» What to produce
In the listing below, find every line with the string "negatives" and pull it out.

» Supplied material

PR #1695, opened 2026-04-22
Adding Dutch proverbs

lswiers:
This PR adds a benchmark for the purpose of testing the knowledge of Dutch proverbs. The accompanying dataset was created in the context of the [GPT-NL project](https://gpt-nl.nl/).

The dataset consists of brief scenarios and two possible proverbs for the Large Language Model to select from. The dataset was created manually and reviewed by native Dutch speakers.

PR #1700, opened 2026-05-07
feat: add Gemma4TextForCausalLM architecture alias for vLLM compatibility

lardinator:
## Summary

- Adds an `_ARCHITECTURE_ALIASES` dict to remap HuggingFace architecture names that vLLM does not recognise to their vLLM-compatible equivalents
- Maps `Gemma4TextForCausalLM` → `Gemma4ForCausalLM`, using vLLM's `hf_overrides` parameter so the model-loader picks up the supported class name
- Also updates the in-memory `hf_model_config` so EuroEval's own code sees the remapped architecture

## Context

[Transformers 4.57](https://github.com/huggingface/transformers/releases/tag/v4.51.0) split Gemma 4 into two architecture classes:
- `Gemma4ForConditionalGeneration` — multimodal (text+vision+audio)
- `Gemma4TextForCausalLM` — text-only backbone

vLLM (as of 0.19.0) only registers `Gemma4ForCausalLM`, so loading any model whose `config.json` declares `Gemma4TextForCausalLM` fails with:
```
Model architectures ['Gemma4TextForCausalLM'] are not supported for now.
```

This affects text-only Gemma 4 fine-tunes (e.g. continual pre-training runs) that use the text-only class.

## Design

The fix uses an extensible alias dict (`_ARCHITECTURE_ALIASES`) so future architecture mismatches can be resolved by adding a single line. The remapping is passed to vLLM via the [`hf_overrides` parameter](https://docs.vllm.ai/en/latest/configuration/model_resolution.html), which is the documented way to override model config at load time.

## Test plan

- [ ] Load a Gemma 4 text-only model (architecture `Gemma4TextForCausalLM`) via EuroEval — should succeed without error
- [ ] Verify the INFO log message "Remapping model architectures..." appears
- [ ] Load a standard model (e.g. Llama) — no remapping should occur, no change in behaviour


lardinator:
The `code-check` failure is an import sorting issue in `src/scripts/create_dutch_proverbs.py` on the main branch (introduced in #1695), not in this PR. Running `ruff check --fix` on main reproduces it:

```
Found 1 error (1 fixed, 0 remaining).
```

This PR only modifies `src/euroeval/benchmark_modules/vllm.py`. The pytest checks pass.

saattrupdan (approved):
Looks great, thanks for the fix 🙂

PR #1705, opened 2026-05-17
feat(evaluation-queue): skip oversized models via safetensors header

saattrupdan:
## Summary
- Reads each candidate model's safetensors header and computes dtype-aware weight bytes (handles int8/fp8/int4 correctly).
- Compares the estimate (× 1.2 overhead for activations/KV cache) against the local GPU memory reported by `nvidia-smi`.
- If the model is too large, the issue is left **unassigned** so a larger machine can pick it up — no status change, no comment.
- Pre-check is skipped silently when GPU memory cannot be determined or the repo is not safetensors, preserving today's behavior.
- `EUROEVAL_GPU_MEMORY_BYTES` env var overrides the detected value (useful in tests).

## Test plan
- [ ] Run on a machine without `nvidia-smi` → log says "Could not determine local GPU memory" and queue proceeds as before.
- [ ] Set `EUROEVAL_GPU_MEMORY_BYTES=1000000000` and run against a queue containing a 7B model → that issue is logged as skipped and left unassigned.
- [ ] Set `EUROEVAL_GPU_MEMORY_BYTES=100000000000` → queue proceeds to evaluate the model as before.
- [ ] Issue with a model that has no safetensors weights → log notes the metadata is unavailable and the issue is processed (no false skip).

### DIFF
--- a/src/scripts/process_evaluation_queue.py
+++ b/src/scripts/process_evaluation_queue.py
@@ -43,6 +43,8 @@ from huggingface_hub.errors import (
     SafetensorsParsingError,
 )
 
+from euroeval.string_utils import split_model_id
+
 logging.basicConfig(
     level=logging.INFO, format="%(asctime)s | %(levelname)s | %(message)s"
 )
@@ -359,8 +361,9 @@ def estimated_model_bytes(model_id: str) -> int | None:
         The total weight bytes across all tensors, or None when the repo is
         not a safetensors repo or the metadata cannot be parsed.
     """
-    repo, _, revision = model_id.partition("@")
-    revision = revision or None
+    components = split_model_id(model_id=model_id)
+    repo = components.model_id
+    revision = components.revision
     token = os.environ.get("HF_TOKEN") or os.environ.get("HUGGINGFACE_API_KEY")
     try:
         meta = get_safetensors_metadata(repo_id=repo, revision=revision, token=token)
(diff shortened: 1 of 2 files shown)


src/scripts/process_evaluation_queue.py
```diff
@@ -63,6 +70,31 @@
 # "Waiting for bug fix" statuses.
 ERROR_MARKER_RE = re.compile(r"<!--\s*errored-on:\s*v([^\s>-]+)\s*-->")
 
+# Bytes-per-parameter for each safetensors dtype string. Used to compute the
+# weight footprint of a model from its safetensors header before deciding
+# whether it can fit on the local GPU.
+DTYPE_BYTES: dict[str, int] = {
```
saattrupdan, line 82: @copilot What about if a dtype doesn't match anything here? We should have a fallback (where we look for occurrences of "4", "8", "16", "32" and so on to guess the dtype, and if all fails then we assume BF16.

src/scripts/process_evaluation_queue.py
```diff
@@ -256,6 +307,86 @@ def huggingface_param_count(info: object) -> int:
...
+
+    Args:
+        model_id:
+            The Hugging Face repo id, optionally suffixed with ``@<revision>``.
+
+    Returns:
+        The total weight bytes across all tensors, or None when the repo is
+        not a safetensors repo or the metadata cannot be parsed.
+    """
+    repo, _, revision = model_id.partition("@")
```
saattrupdan: Remember that model ID can also have parameters like "<model-id>#low", and @ and # can appear in any order. There is already a `split_model_id` in the `string_utils` module that you can use to split it up.

PR #1708, opened 2026-05-17
feat(evaluation-queue): validate eval results before reporting success

saattrupdan:
## Summary
Most euroeval failures are caught internally and the subprocess exits 0, so the previous \`ok = returncode == 0\` check happily posted a comment even when no results were produced. This PR:

- Streams euroeval's combined output through stderr while also capturing it, preserving live progress.
- Treats a run as failed if the subprocess crashed, produced no new JSONL lines, or reported \`errored N benchmarks\` with N > 0.
- On failure, scans captured output for OOM patterns. If matched → return the issue to the queue unmarked (like #1705's pre-check).
- Otherwise → mark errored + post an error comment with the reason and the tail of captured output.

## Test plan
- [ ] Run against an issue where the eval succeeds → results comment posted as today.
- [ ] Force an OOM (e.g. set tiny GPU memory or run a huge model) → no comment, issue unassigned, log says "OOM detected … returning issue to queue".
- [ ] Force a non-OOM error (e.g. broken model) → error comment posted, \`errored-on:\` marker set, issue unassigned.
- [ ] Force a partial failure where some datasets error but euroeval exits 0 → treated as failure, error comment posted (not OOM).

### DIFF
--- a/src/scripts/process_evaluation_queue.py
+++ b/src/scripts/process_evaluation_queue.py
@@ -63,6 +63,24 @@ _WGERMANIC = "West Germanic languages (Dutch, English, German)"
 # "Waiting for bug fix" statuses.
 ERROR_MARKER_RE = re.compile(r"<!--\s*errored-on:\s*v([^\s>-]+)\s*-->")
 
+# Patterns we treat as OOM in the captured euroeval output. When any of these
+# match we leave the issue unassigned and unmarked so a larger machine can pick
+# it up, rather than recording a hard error on the issue.
+OOM_PATTERN = re.compile(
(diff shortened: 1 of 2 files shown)


saattrupdan (commented):
@copilot Don't check for OOM, as we're already checking that the model can fit before we start evaluating. But you should check that all the official datasets (i.e., the ones used in the leaderboards) in the language groups have evaluation results in the JSONL, before proceeding.

saattrupdan:
@copilot resolve the merge conflicts in this pull request

saattrupdan (commented):
LGTM

PR #1709, opened 2026-05-17
feat: cache HF Hub lookups to avoid rate limiting

saattrupdan:
## Summary
The queue processor hit `HfApi.model_info()` once per candidate per run, so a chatty cron tripped HF's API limits. This PR adds caching at two levels:

**Queue processor (persistent):**
- New `cached_model_summary()` backed by `~/.cache/euroeval/queue_hf_cache.json` (path overridable via `EUROEVAL_QUEUE_HF_CACHE`).
- 6-hour TTL for positive results; negatives are not cached so typo corrections take effect immediately.
- Replaces `huggingface_model_info()` + `huggingface_param_count()` in the main loop.

**Package (in-process):**
- `cache_arguments(\"dataset_id\")` on `get_repo_split_names`.
- Cached wrappers `_list_repo_files` and `_repo_exists` in `custom_dataset_configs.py`, eliminating duplicate Hub calls when loading custom datasets across many (dataset, model) combinations in one run.

## Test plan
- [ ] Run the queue twice in quick succession against the same backlog → second run has no HF traffic for already-seen models (verify via `pip install responses` or by checking the cache file).
- [ ] `rm ~/.cache/euroeval/queue_hf_cache.json` → next run repopulates it.
- [ ] Edit a queue issue's model id from a typo to a real one → still resolves on the next run (negatives not cached).
- [ ] Run a benchmark touching a single custom HF dataset across multiple models → HF dataset lookups happen exactly once for that dataset.

### DIFF
--- a/src/euroeval/custom_dataset_configs.py
+++ b/src/euroeval/custom_dataset_configs.py
@@ -13,11 +13,50 @@ from types import ModuleType
 
 from huggingface_hub import HfApi
 
+from .caching_utils import cache_arguments
 from .data_models import DatasetConfig
 from .logging_utils import log_once
 from .split_utils import get_repo_splits
 from .utils import get_hf_token
 from .yaml_config import load_yaml_config
+
+
+@cache_arguments("dataset_id", "revision")
+def _list_repo_files(hf_api: HfApi, dataset_id: str, revision: str) -> list[str]:
+    """Cached wrapper around ``HfApi.list_repo_files`` for dataset repos.
+
+    Args:
+        hf_api:
+            The Hugging Face API client.
+        dataset_id:
+            The dataset repo id.
+        revision:
+            The git revision to list files from.
+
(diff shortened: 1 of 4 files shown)


src/euroeval/custom_dataset_configs.py
```diff
@@ -13,13 +13,52 @@
...
+    Args:
+        hf_api:
+            The Hugging Face API client.
+        dataset_id:
+            The dataset repo id.
+
+    Returns:
+        True if the dataset repo exists on the Hub, otherwise False.
+    """
+    return hf_api.repo_exists(repo_id=dataset_id, repo_type="dataset")
```
saattrupdan: @copilot Can you move these to a new `hf_hub_utils` module?

saattrupdan (commented):
LGTM

PR #1846, opened 2026-05-28
feat: add ordinal ranks and confidence intervals to leaderboard

saattrupdan:
## Summary

Adds true ordinal ranks alongside mean rank scores with confidence intervals to the EuroEval leaderboard.

### Backend (`src/leaderboards/`)

- **score_computation.py**
  - Rewrote `compute_ranks` to use mean-of-normalised-differences instead of Welch's t-test gated cumulative ranking
  - Return type changed from `float` to `dict` with `score`, `ci_lower`, `ci_upper` keys
  - Added `compute_standard_ranks` for ordinal ranks (1, 2, 3…) with ties using Welch's t-test

- **leaderboard_generation.py**
  - Updated `generate_dataframe` to use new rank structure
  - Added `standard_ranks` parameter
  - New columns: `rank` (ordinal, integer) and `mean_rank_score` (formatted as "1.23 ± 0.08")
  - Updated column ordering and simplified leaderboard

- **core_models.py**
  - Updated type annotations and rank access pattern for `_pareto_languages_per_model`

### Frontend (`src/frontend/components/`)

- **LeaderboardTable.vue**
  - Added `NO_HEATMAP_COLS` set to exclude `rank` and `mean_rank_score` columns from heatmap styling
  - Both columns now display as plain text (no heatmaps)

## Key design decisions

- **No intermediate CIs** — only overall level (and dataset level, which already exists)
- **Missing data** — models missing datasets are excluded entirely, so no partial-aggregation edge case
- **95% CI** throughout, matching the dataset-level convention
- **`significantly_better`** is reused for tie-breaking in standard ranks; it stays in `utils.py` unchanged

## Testing

- All pre-commit checks pass (ruff, pyrefly, etc.)

### DIFF
--- a/src/frontend/components/LeaderboardTable.vue
+++ b/src/frontend/components/LeaderboardTable.vue
@@ -22,16 +22,23 @@ const sortBy = ref<{ index: number; dir: "asc" | "desc" } | null>(null);
 const page = ref(1);
 const pageSize = 10;
 
-// Default sort: rank ascending if present.
+// Default sort: mean rank score ascending if present, otherwise rank.
 watch(
   () => props.table,
   () => {
     colFilters.value = {};
     page.value = 1;
-    const rankIdx = props.table.columns.findIndex(
-      (c) => c.key.toLowerCase() === "rank",
+    const meanRankIdx = props.table.columns.findIndex(
+      (c) => c.key.toLowerCase() === "mean rank score",
     );
-    sortBy.value = rankIdx >= 0 ? { index: rankIdx, dir: "asc" } : null;
+    if (meanRankIdx >= 0) {
+      sortBy.value = { index: meanRankIdx, dir: "asc" };
+    } else {
+      const rankIdx = props.table.columns.findIndex(
+        (c) => c.key.toLowerCase() === "rank",
+      );
+      sortBy.value = rankIdx >= 0 ? { index: rankIdx, dir: "asc" } : null;
+    }
   },
   { immediate: true },
 );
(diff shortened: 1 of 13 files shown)


saattrupdan:
All Copilot review comments have been addressed:

1. **final dict initialization** (score_computation.py) - Already fixed in current code: uses  which properly initializes the nested dict.

2. **pooled_sd zero division** (score_computation.py) - Already handled:  guards against this case.

3. **Variable name shadowing** (score_computation.py) - Fixed: renamed the list comprehension to use distinct names ( and  instead of  shadowing).

4. **language_ranks dict issue** (leaderboard_generation.py) - Already handled:  properly handles the dict format, and  is safe with the new structure.

5. **Unused ci_lower** (leaderboard_generation.py) - Fixed: stored in  variable.

6. **CodeQL sanitization** (leaderboard.ts) - Low-risk false positive:  is used for sanitizing controlled model names (not user input), and the regex  handles the vast majority of HTML tag patterns. Full sanitization would require a DOM parser which is overkill for this use case.

Please review the updated code.

saattrupdan:
@copilot please review the updated code

src/frontend/components/LeaderboardTable.vue
```diff
@@ -18,24 +18,70 @@ const props = withDefaults(
...
+  ["128k – 200k", 128_000, 200_000],
+  ["≥ 200k", 200_000, null],
+];
+
+const COLUMN_BUCKETS: Record<string, [string, number | null, number | null][]> =
+  {
+    parameters: PARAM_BUCKETS,
+    vocabulary: VOCAB_BUCKETS,
+    context: CONTEXT_BUCKETS,
+  };
```
saattrupdan: @copilot Aren't these already defined in leaderboard.ts? Ensure that redundant code like this is refactored to have one source of truth.

src/leaderboards/bootstrap_cis.py
```diff
@@ -0,0 +1,335 @@
...
+        result[mid] = {}
+        for cat, langs in cats_data.items():
+            result[mid][cat] = {
+                lang: np.array(scores) for lang, scores in langs.items()
+            }
+
+    return result
+
+
+def _category_includes_task(category: str, task: str) -> bool:
```
saattrupdan, line 206: @copilot Missing an Args section in the docstring. Generally speaking, if a function has arguments, it should have an Args section. If it returns something not None, it should have a Returns section. Fix this for all other functions in this PR as well.

PR #1877, opened 2026-06-12
Fix transformers v5.2 deprecation warnings

saattrupdan:
This PR fixes two errors from transformers v5.2+:

1. Replace deprecated `warmup_ratio` with `warmup_steps` in TrainingArguments
2. Use `self.processing_class` instead of `self.tokenizer` in QuestionAnsweringTrainer

Both changes align with the transformers v5.2 API where `warmup_ratio` is deprecated and the Trainer base class renamed `tokenizer` to `processing_class`.


saattrupdan:
Superseded by #1878 which includes these changes plus additional pre-commit and type checking fixes needed for CI to pass.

» Task response
- 6-hour TTL for positive results; negatives are not cached so typo corrections take effect immediately.
- [ ] Edit a queue issue's model id from a typo to a real one → still resolves on the next run (negatives not cached).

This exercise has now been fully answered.